§ REQUIRED ACTION
Write out the data in full, exactly as shown.

=== DATASET EXCERPT ===

PR #1287, opened 2023-04-03
Raise more explicit error when transformer_engine isn't installed

muellerzr:
Addresses https://github.com/huggingface/accelerate/issues/1276 by raising an error in `PartialState` when passing in `fp8` to the precision and its unsupported. I don't believe we should address this in `accelerate config` as well, since config files can be passed around. If you disagree @sgugger and it would be good to include that check during the CLI questionnaire, I can do so.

===

§ ANSWER TO THIS EXERCISE
PR #1287, opened 2023-04-03
Raise more explicit error when transformer_engine isn't installed

muellerzr:
Addresses https://github.com/huggingface/accelerate/issues/1276 by raising an error in `PartialState` when passing in `fp8` to the precision and its unsupported. I don't believe we should address this in `accelerate config` as well, since config files can be passed around. If you disagree @sgugger and it would be good to include that check during the CLI questionnaire, I can do so.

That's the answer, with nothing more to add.